Il capopiazza dello Chalet Bakù, arrestato a febbraio, è il fratello del boss Costantino, uomo di punta del clan degli Scissionisti.

E’ durata meno di 3 mesi la permanenza in carcere di Antonio Raia, arrestato lo scorso febbraio per spaccio di stupefacenti. Il 49enne è il fratello di Costantino Raia, boss della cosca degli Scissionisti. E proprio a Scampia la notizia del ras non è passata inosservata. Anche perché, considerati i molti precedenti, appariva difficile pensare a una scarcerazione tanto eccellente (ha già trascorso qualcosa come vent’anni di reclusione nella sua vita finora) dopo così poco tempo. Invece, come riporta un articolo del ‘Roma’, a firma del collega Luigi Nicolosi, il capopiazza dello Chalet Bakù, uno dei punti nevralgici e più prolifici dello spaccio a Scampia, martedì pomeriggio è tornato in libertà.

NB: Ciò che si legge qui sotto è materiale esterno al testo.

PR #3753, opened 2026-08-10
fix secret schemes phase

Duckbringer:


Patane97:
Already fixing in bulk in https://github.com/throneteki/throneteki/pull/3754 (didn't realise you'd fixed it here, sorry!)

PR #353, opened 2017-08-22
Admin profile restyle

dannypernik:
Keep approve-hours button if no hours, just change styling. Also change some redirects to profile instead of admin-profile. @nickolashe looks like I may have accidentally included a migrations file here?


dannypernik:
Has been incorporated into design branch

PR #362, opened 2017-08-24
Track all admin actions on usertimelogs

nickolashe:


openCurrents/views.py
```diff
@@ -30,7 +30,7 @@
     Event, \
     UserEventRegistration, \
     UserTimeLog, \
-    DeferredUserTime
+    AdminActionUserTime
```
nickolashe: @karbmk @tsiology please take a look at the changes here. they mostly have to do with style / syntax, but there are also some comments regarding how i think we should refactor things. it'd be great if you can create issues corresponding to each of those while you are going through this.

PR #402, opened 2017-08-31
Handle form errors

nickolashe:


openCurrents/templates/time-tracker.html
```diff
@@ -28,6 +29,20 @@ <h3 class="title-sub">Record volunteer hours</h3>
         <form action ="" method="post">
           {% csrf_token %}
 
+          {% if form.errors %}
```
nickolashe: @dannypernik once we get this styled properly, it'd be nice if we can factor it out into a separate template and include in all forms

dannypernik: @nickolashe good call

dannypernik:
@nickolashe I've reverted changes attempting to use the red underline. We can add that back in later. I'd like to get the new error stylings merged today, then I think we're ready for Manual V1 launch!

PR #433, opened 2017-09-06
live-dashboard: fix checkin; admin-profile: report hours tracked by admin

nickolashe:


nickolashe:
reporting hours tracked by admin will work only for hours approved under the new manual tracking system and for any event hours starting from this change. we'll need to adjust previous hours manually for them to be included in the total.

nickolashe:
@dannypernik can you let me know if you are happy with the new hour totals pls

Issue #410, opened 2017-09-04
invite-volunteers & live-dashboard: email should not be case sensitive


dannypernik:
<img width="727" alt="screen shot 2017-09-04 at 11 31 01 am" src="https://user-images.githubusercontent.com/3347095/30034591-f4c1166a-9167-11e7-8460-3f63f319ded6.png">

Max and I ran several tests with same name, different name, and emails with and without capital letters. We concluded that we just need to make sure that emails with different capitalization are considered the same email address on both of these pages.

tevtonez:
here is the fix for invite-volunteers part: 008a9fd

MaxTattenbach:
@tevtonez Ok - I'll test once it has been merged to develop.  But yes I think that should solve the problem of multiple users being created.

tevtonez:
@MaxTattenbach thanks!

nickolashe:
@tevtonez i think the remaining step we discussed here is to add lower conversion to the js in live-dashboard

tevtonez:
@nickolashe yup, this fix is included in #964 PR

tevtonez:
I also checked time tracker form (as per discussion with Max) - looks like all fields are lowercased there too

PR #462, opened 2017-09-13
Issue #410 fix

karbmk:
added "iexact" in the query filters for ignoring the case.
built and tested for:
1. Signup
2. invite volunteers
3. Live-Dashboard


dannypernik:
This is looking good. Only thing that could be improved is that the status_msg that displays on admin_profile says that 1 volunteer has been invited even if the email already exists. I'm going to create a separate issue for this (It might be related to the inconsistent counts that @nickolashe was seeing previously - for example I know that when we tested emails with `< >` around them, it considered this text a separate email and added to the count.) I dont think we need to worry about this outstanding issue right now.

dannypernik:
Upon review, we already have an MVP issue for the status_msg, so I'll add my notes there.

nickolashe:
@karbmk would not it be easier to always convert emails to lower case in forms clean method?

karbmk:
You mean even while storing in the database you mean?

nickolashe:
yes, why don't we always store all emails lower case ?

Issue #11, opened 2017-04-05
Add opt-in on signup for receiving monthly updates


dannypernik:

nickolashe:
what's the status of this one?

dannypernik:
@nickolashe I thought this was working but I just tested and "Monthly updates" is not checked in my Account section of the db..

karbmk:
PR #470

PR #470, opened 2017-09-14
signup_confirm-account: issue #11 fixed

karbmk:
Data from HTML wasn't passed to the forms as expected which has been rectified.

### DIFF
--- a/openCurrents/forms.py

L’ultimo arresto in via Pietro Germi, non distante dalla roccaforte della cosca, dove gli agenti di Polizia lo hanno sorpreso con venti grammi di marijuana e 650 euro di dubbia provenienza. Avendo inquadrato il possesso di quello stupefacente come finalizzato allo spaccio, per Raia si sono riaperte le porte del carcere. Che, però, si sono spalancate di nuovo, ma nella direzione opposta, grazie alle argomentazioni sostenute in aula dal suo difensore, il penalista Dario Carmine Procentese. Per lui prima una condanna ad appena due anni, poi gli arresti domiciliari e, infine, la libertà, non essendoci, a quanto pare, ulteriori esigenze cautelari.